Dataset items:
PR #411, opened 2023-08-25
feat: add bria-client to stablesats

thevaibhav-dixit:
Adds bria to stablesats


bria-client/src/client/bria_client.rs
```diff
@@ -0,0 +1,113 @@
...
+            tonic::metadata::MetadataValue::try_from(key)
+                .map_err(|_| BriaClientError::CouldNotCreateMetadataValue)?,
+        );
+        Ok(request)
+    }
+
+    pub async fn onchain_address(&mut self) -> Result<OnchainAddress, BriaClientError> {
+        match self.get_address().await {
+            Ok(addr) => Ok(addr),
+            Err(_) => self.new_address().await,
```
bodymindarts, line 51: We shouldn't eat this error - only do new_address if the  error is NotFound.

bria-client/src/client/config.rs
```diff
@@ -0,0 +1,19 @@
+use serde::{Deserialize, Serialize};
+
+#[derive(Debug, Clone, Deserialize, Serialize, Default)]
+pub struct BriaClientConfig {
+    #[serde(default = "default_url")]
+    pub url: String,
+    #[serde(default)]
+    pub key: String,
```
bodymindarts, line 8: can we be more specific here? `profile_api_key` perhaps?

bria-client/src/client/config.rs
```diff
@@ -0,0 +1,19 @@
...
+    #[serde(default)]
+    pub wallet_name: String,
+    #[serde(default)]
+    pub payout_queue_name: String,
+    #[serde(default)]
+    pub external_id: String,
```
bodymindarts, line 14: How about `onchain_address_external_id`?

bria-client/src/client/bria_client.rs
```diff
@@ -0,0 +1,113 @@
...
+    proto_client: ProtoClient,
+}
+
+impl BriaClient {
+    pub async fn connect(config: BriaClientConfig) -> Result<Self, BriaClientError> {
+        let proto_client = ProtoClient::connect(config.url.clone())
+            .await
+            .map_err(|_| BriaClientError::ConnectionError(config.url.clone()))?;
+
+        if config.key.is_empty() {
```
bodymindarts, line 25: This is too late to validate. It should be asserted in cli.

bria-client/src/error.rs
```diff
@@ -0,0 +1,25 @@
+use thiserror::Error;
+
+#[derive(Error, Debug)]
+pub enum BriaClientError {
+    #[error("Couldn't connect to bria at url: {0}")]
+    ConnectionError(String),
+    #[error("Bria key cannot be empty")]
+    EmptyKey,
```
bodymindarts, line 8: I don't think we should need this error.

bria-client/src/error.rs
```diff
@@ -0,0 +1,25 @@
...
+    #[error("Couldn't create MetadataValue")]
+    CouldNotCreateMetadataValue,
+    #[error("Couldn't find address for the given external_id")]
+    AddressNotFound,
```
bodymindarts, line 12: When is this returned? This should be handled internally.

cli/src/config.rs
```diff
@@ -62,7 +67,7 @@ impl Config {
         };
 
         config.db.pg_con = stablesats_pg_con;
-
+        config.bria.key = bria_key;
```
bodymindarts, line 70: Here is where to validate that the key exists.

hedging/src/okex/job/adjust_funding.rs
```diff
@@ -149,10 +151,17 @@ pub(super) async fn execute(
                             &tracing::field::display(String::from(client_id)),
                         );
 
-                        let amount_in_sats = amount * SATS_PER_BTC;
-                        let memo: String = format!("deposit of {amount_in_sats} sats to OKX");
-                        let _ = galoy
-                            .send_onchain_payment(deposit_address, amount_in_sats, Some(memo), 1)
+                        let amount_in_sats = (amount * SATS_PER_BTC)
```
bodymindarts, line 154: This conversion should happen in the client. Accept a decimal in the interface.

bria-client/src/error.rs
thevaibhav-dixit: when we call ```onchain_address()```, it first calls ```get_address()```. suppose we don't have an address for a given ```onchain_address_external_id``` we use ```Err(BriaClientError::AddressNotFound) => self.new_address().await``` to call ```new_address()```

bria-client/tests/bria_client.rs
```diff
@@ -0,0 +1,50 @@
+use std::env;
+
+use ::bria_client::*;
+
+fn client_configuration() -> BriaClientConfig {
+    let url = "http://localhost:2742".to_string();
+    let key = env::var("BRIA_KEY").expect("BRIA_KEY not set");
```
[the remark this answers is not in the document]
bodymindarts: https://github.com/GaloyMoney/bria/blob/3a1ec581ec0d2f0e79f4ecd8b85fd7ef161be769/src/dev_constants.rs#L4

bodymindarts (approved):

■ ASSIGNED TASK
Provide the number of lines above containing "CouldNotCreateMetadataValue" and nothing else.

■ SOLUTION TO THIS EXERCISE
2